Thousands of “working stiffs” were slaving for next to nothing in the mines and mills, under a system that, in spite of temporary reforms here and there, would persist and eventually destroy the very idea of “liberty and justice for all” to which I swore allegiance every morning.

During the Great Depression, teachers were lucky to keep their jobs. Consequently, every Saturday my father bought large sacks of groceries and gave them away to sad-faced, lost men slouching on sidewalks.

By the time Franklin Roosevelt  came on the scene, my family was split by the politics of middle-class prejudice.

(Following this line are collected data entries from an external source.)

PR #4247, opened 2025-11-26
Feature:4135 Orchestrator generic graceful stopping

Json-Andriopoulos:
## Describe changes

This story extends the existing step-heartbeat logic by:

- Letting users set a maximum “heartbeat_healthy_threshold” for heartbeat-enabled steps before they’re deemed unhealthy (system-gated).
- Adding evaluation of step health from heartbeat signals.
- Using that health check to preemptively stop unhealthy step execution in the Kubernetes orchestrator.
- Using that health check to invalidate pipeline tokens when a pipeline enters an unhealthy state.
- Ensuring all orchestrators can gracefully stop running heartbeat-enabled steps when a pipeline is stopped.

## Pre-requisites

## Types of changes

### DIFF
--- a/src/zenml/zen_stores/migrations/versions/2837a7ab3d77_add_cached_heartbeat_threshold_column.py
+++ b/src/zenml/zen_stores/migrations/versions/2837a7ab3d77_add_cached_heartbeat_threshold_column.py
@@ -11,7 +11,7 @@ from alembic import op
 
 # revision identifiers, used by Alembic.
 revision = "2837a7ab3d77"
-down_revision = "5c0a1c787128"
+down_revision = "6e4eb89f632d"
 branch_labels = None
 depends_on = None
 


src/zenml/orchestrators/base_orchestrator.py
```diff
@@ -720,13 +710,84 @@ def _stop_run(
...
+        Args:
+            pipeline_run: A pipeline run response to stop (already updated to STOPPING status).
 
         Raises:
-            NotImplementedError: If any orchestrator inheriting from the base
-                class does not implement this logic.
+            RuntimeError: If steps fail to be set to STOPPING or steps don't have heartbeat enabled.
         """
+
+        from zenml.client import Client
```
schustmi: As discussed, I think to avoid any race conditions and make this much simpler, we should set the pipeline run status instead and adjust the server-side logic to look at this one when deciding on the heartbeat response.

src/zenml/models/v2/core/step_run.py
```diff
@@ -239,6 +239,7 @@ class StepRunResponseBody(ProjectScopedResponseBody):
         title="The substitutions of the step run.",
         default={},
     )
+    cached_heartbeat_threshold: Optional[int] = Field(title="", default=None)
```
schustmi: Missing title here I think?

Also, I'm not sure what the `cached` in the name here indicates? We can also just call this `heartbeat_threshold` right? I'm wondering whether we even need this attribute on the response, or if it's enough just on the DB schema. When we have the model already, we might as well just do `.config.heartbeat_threshold` I assume?

src/zenml/steps/heartbeat.py
```diff
@@ -161,8 +167,71 @@ def _heartbeat(self) -> None:
...
+        True if the step heartbeat is unhealthy, False otherwise.
+    """
+    if not heartbeat_threshold:
+        return False
+
+    if status.is_finished:
+        return False
+
+    if latest_heartbeat:
+        heartbeat_diff = datetime.now(tz=timezone.utc) - to_local_tz(
```
schustmi: Why do we need to convert to the local timezone here, and then subtract that from a utc timezone datetime?

src/zenml/zen_stores/schemas/step_run_schemas.py
```diff
@@ -117,7 +117,7 @@ class StepRunSchema(NamedSchema, RunMetadataInterface, table=True):
             nullable=True,
         )
     )
-
+    cached_heartbeat_threshold: Optional[int] = Field(nullable=True)
```
schustmi: I would call this just `heartbeat_threshold`, the `cached_` IMO just confuses things. This is really just the configured threshold right, whether this is a duplicate from the config doesn't really play a role when using it?

src/zenml/utils/pagination_utils.py
```diff
@@ -40,3 +40,28 @@ def depaginate(
         items += list(page.items)
 
     return items
+
+
+def depaginate_stream(
```
schustmi, line 45: I think this is not used anymore? Feel free to leave it in though, I've always thought we should have an option to get them as an iterator, potentially even on our client methods

src/zenml/steps/base_step.py
```diff
@@ -1000,6 +1009,7 @@ def _convert_to_tuple(value: Any) -> Tuple[Source, ...]:
                 "substitutions": substitutions,
                 "cache_policy": cache_policy,
                 "runtime": runtime,
+                "heartbeat_healthy_threshold": heartbeat_healthy_threshold,
```
schustmi, line 1012: There is also `BaseStep.with_options(...)` that needs to have this new argument

src/zenml/steps/heartbeat.py
```diff
@@ -161,8 +167,71 @@ def _heartbeat(self) -> None:
...
 
-        if response.status in {
+        if response.pipeline_run_status in {
             ExecutionStatus.STOPPED,
             ExecutionStatus.STOPPING,
         }:
             self._terminated = True
+
+
+def cached_is_heartbeat_unhealthy(
```
schustmi: Not sure I understand the `cached` in the name here either?

src/zenml/integrations/kubernetes/orchestrators/kubernetes_orchestrator_entrypoint.py
```diff
@@ -652,6 +664,12 @@ def check_job_status(node: Node) -> NodeStatus:
                     error_message,
                 )
                 return NodeStatus.FAILED
+            elif is_node_heartbeat_unhealthy(node):
+                logger.error(
+                    "Heartbeat for step `%s` indicates unhealthy status.",
+                    step_name,
+                )
+                return NodeStatus.FAILED
```
schustmi, line 679: If we get to this point, it means the Kubernetes job is still actively running but for some reason the heartbeat stopped, correct? In that case, it would probably be a good idea to also stop the job from continuing?

src/zenml/orchestrators/step_runner.py
```diff
@@ -251,46 +251,55 @@ def run(
...
-                        # depend on the step launcher to publish the exception info
+                    if (
+                        isinstance(step_exception, KeyboardInterrupt)
+                        and heartbeat_worker.is_terminated
+                    ):
                         Client().zen_store.update_run_step(
                             step_run_id=step_run_info.step_run_id,
                             step_run_update=StepRunUpdate(
-                                exception_info=exception_info,
+                                status=ExecutionStatus.STOPPING,
```
schustmi, line 246: Any reason you update to `STOPPING` here instead of `STOPPED`?

src/zenml/steps/heartbeat.py
Json-Andriopoulos: We need to have both objects timezone-aware. Basically this part of the utiltiy:

```
if dt.tzinfo is None:
    dt = dt.replace(tzinfo=timezone.utc)
```

src/zenml/utils/pagination_utils.py
Json-Andriopoulos: yy decided to leave it a more memory-safe option.

src/zenml/orchestrators/step_runner.py
Json-Andriopoulos: The logic behind this is that step runner sets to stopping and the step launcher which could be in a different process does any post execution steps and sets to stopped. It could be set to stopped directly I guess but to me it makes more sense as status transitions go (it is truly stopped after the step-launcher handles the signal/interruption).

src/zenml/models/v2/core/step_run.py
```diff
@@ -609,6 +609,17 @@ def latest_heartbeat(self) -> Optional[datetime]:
...
+    @property
+    def heartbeat_threshold(self) -> Optional[int]:
+        """The `heartbeat_threshold` property.
+
+        Returns:
+            the value of the property.
+        """
+        if self.get_metadata().spec.enable_heartbeat:
+            return self.get_metadata().config.heartbeat_healthy_threshold
+        return None
```
schustmi, line 629:
```suggestion
        if self.spec.enable_heartbeat:
            return self.config.heartbeat_healthy_threshold
        return None
```

src/zenml/orchestrators/step_runner.py
schustmi: Makes sense! I'm wondering if we will run into some cases where the step will stay in `STOPPING` because the step launcher never gets a chance to report back that state, but let's hope that's not the case.

src/zenml/zen_stores/migrations/versions/2837a7ab3d77_add_cached_heartbeat_threshold_column.py
```diff
@@ -0,0 +1,30 @@
...
+down_revision = "0.92.0"
+branch_labels = None
+depends_on = None
+
+
+def upgrade() -> None:
+    """Upgrade database schema and/or data, creating a new revision."""
+    with op.batch_alter_table("step_run", schema=None) as batch_op:
+        batch_op.add_column(
+            sa.Column("heartbeat_threshold", sa.Integer(), nullable=True)
```
bcdurak, line 23: Just out of curiosity, are we adding this as a column, because we don't want to load the step configuration each time we utilize it?

src/zenml/zen_stores/schemas/step_run_schemas.py
```diff
@@ -117,7 +117,7 @@ class StepRunSchema(NamedSchema, RunMetadataInterface, table=True):
             nullable=True,
         )
     )
-
+    heartbeat_threshold: Optional[int] = Field(nullable=True)
```
bcdurak, line 120: I am a bit confused about this. There is migration script which adds this attribute here. If i am not mistaken we only set this during the `create_run_step` method of the `sql_zen_store`. Then, when we want to read it in the corresponding response model, I believe we infer it from the config of the step, which ends up loading the step configuration, which defeats the purpose of putting it as a separate column I think. This might be completely ignored atm.

src/zenml/zen_stores/migrations/versions/2837a7ab3d77_add_cached_heartbeat_threshold_column.py
```diff
@@ -0,0 +1,30 @@
+"""Add cached heartbeat threshold column [2837a7ab3d77].
+
+Revision ID: 2837a7ab3d77
+Revises: d203788f82b9
```
bcdurak, line 4:
```suggestion
Revises: 0.92.0
```

bcdurak: Also, if I end up merging the log PR, this might have to change.

src/zenml/steps/heartbeat.py
```diff
@@ -161,8 +167,71 @@ def _heartbeat(self) -> None:
...
+
+    logger.debug("Step %s heartbeat diff=%s", step_run_id, heartbeat_diff)
+
+    if heartbeat_diff.total_seconds() > heartbeat_threshold * 60:
+        return True
+
+    return False
+
+
+def is_step_run_heartbeat_unhealthy(step_run: "StepRunResponse") -> bool:
```
bcdurak: What do you think of removing this function for cleaning up purposes? As far as I can see, it just maps the attributes of a step to the right inputs of the main heartbeat check function and is only used once.

src/zenml/models/v2/core/step_run.py
bcdurak: If we are adding this as a separate column to the DB, I would even say that it should be fetched directly like the other columns.

src/zenml/config/step_configurations.py
```diff
@@ -221,6 +221,14 @@ class StepConfigurationUpdate(FrozenBaseModel):
         "run inline unless a step operator or docker/resource settings "
         "are configured. This is only applicable for dynamic pipelines.",
     )
+    heartbeat_healthy_threshold: int = Field(
```
bcdurak, line 224: Should we throw a warning if someone tries to set this for a step that can not have a heartbeat based on its spec?

src/zenml/models/v2/core/step_run.py
bcdurak, line 851: Just as a small future reference, you can also use the `misc` module within the `models` for light weight models such as this in the future. Almost every file within the `core` module features the corresponding request, response and filter models. Feel free to leave it here though.

bcdurak (commented):
Exciting changes coming, left a few comments for now.

src/zenml/zen_stores/migrations/versions/2837a7ab3d77_add_cached_heartbeat_threshold_column.py
Json-Andriopoulos: Yeap, as a fast shortcut for the step_in_progress check.

src/zenml/config/step_configurations.py
Json-Andriopoulos: Yeap good idea.

src/zenml/steps/heartbeat.py
Json-Andriopoulos: Good point

src/zenml/zen_stores/schemas/step_run_schemas.py
Json-Andriopoulos: The value of the field is a bit confusing for end-users so we don't want it to flow end-to-end to the API payload (which reminds I need to test that it doesn't). We want the DB column as a fast "cacheing" of the value to access it from low-level models (like the Schema classes so we can access it fast with simple select statements and not complex joins and json payload validations).

bcdurak: @Json-Andriopoulos I understand the motivation, which I also like 👍 The execution works for the schemas that you mentioned. The problem is the fact that this "cacheing" is not effective when it comes to the response models. For instance, there is a section in the Kubernetes entrypoint that looks like this:

```python
            sr_ = client.list_run_steps(
                name=node.id, pipeline_run_id=pipeline_run.id
            )

            if sr_.items:
                return is_heartbeat_unhealthy(
                    step_run_id=sr_.items[0].id,
                    status=sr_.items[0].status,
                    start_time=sr_.items[0].start_time,
                    heartbeat_threshold=sr_.items[0].heartbeat_threshold,
                    latest_heartbeat=sr_.items[0].latest_heartbeat,
                )
```

Currently, in examples like this, `sr_.items[0]` is a `StepRunResponse` and when you try to get the `heartbeat_threshold` of a `StepRunResponse`, you will have to call the `get_metadata(...)` function (with all the extra complex joins and json payload validations). This can get out of hand for repetitive operations like checking whether the heartbeat is healthy or not. 

What I am proposing is this: Instead of fetching it like we do right now, let's adjust the `to_model(...)` method of the  step schemas to add this column to the body and this way you can change the property to this:
```python
   @property
    def heartbeat_threshold(self) -> Optional[int]:
        """The `heartbeat_threshold` property.

        Returns:
            the value of the property.
        """
        if self.get_body().heartbeat_threshold
 ```
        
What do you think?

I came to see how changes of the New Deal improved the lives of some of my friends even while they enraged others.

Then came Hitler, screeching over radio static from Germany. His ovens turned his country (and the land of my ancestors) into a living hell. By the mid-1930s he had almost made a Communist out of me – but not quite.

I sympathized, but didn’t join any political party because I was too confused and individualistic to join anything. It never crossed my mind that I had the same instinctive fear of consequences that had kept Hitler’s people voiceless–and now again has brought most of us Americans to a state of voluntary amnesia.

I was a political coward. I refused to take responsibility for fear of risking my safety.  I remained an observer with a guilty conscience.